■ INSTRUCTIONS FOR THE TASK ■
Scan the listing below. Report each line that includes "width".

■ SUPPLIED RECORDS ■
PR #1529, opened 2026-03-09
bugfix: sponsor packages page now has the same width as other pages

anorthall:
Previously, the sponsor packages page (`/sponsorship/sponsor/`) was not the same width as all other content pages (it was narrower and looked odd when navigating between pages).

This was due to `MarkdownLayout` having different default styling than `SectionLayout`, the latter of which is used for most pages.

I have fixed it by adding a `full` parameter to the frontmatter which is then handled in `MarkdownLayout` via `[...slug].astro` to allow pages to be full width. The `sponsor.mdx` page was updated with `full: true`.

# Screenshots

## Before

CleanShot 2026-03-09 at 05 18 16@2x

## After

CleanShot 2026-03-09 at 05 18 34@2x

# Mobile

Designed / layout is unchanged on mobile.

🖼️ Preview available 🖼️ : https://ep-website--1529.org.readthedocs.build/

### DIFF
--- a/src/content/config.ts
+++ b/src/content/config.ts
@@ -11,6 +11,7 @@ const pages = defineCollection({
     title: z.string(),
     subtitle: z.string(),
     toc: z.boolean().optional().default(true),
+    full: z.boolean().optional().default(false),
   }),
 });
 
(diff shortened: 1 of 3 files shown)


clytaemnestra:
@anorthall  LGTM, thanks for the PR! 🙂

■ EXPECTED OUTPUT ■
bugfix: sponsor packages page now has the same width as other pages
Previously, the sponsor packages page (`/sponsorship/sponsor/`) was not the same width as all other content pages (it was narrower and looked odd when navigating between pages).
I have fixed it by adding a `full` parameter to the frontmatter which is then handled in `MarkdownLayout` via `[...slug].astro` to allow pages to be full width. The `sponsor.mdx` page was updated with `full: true`.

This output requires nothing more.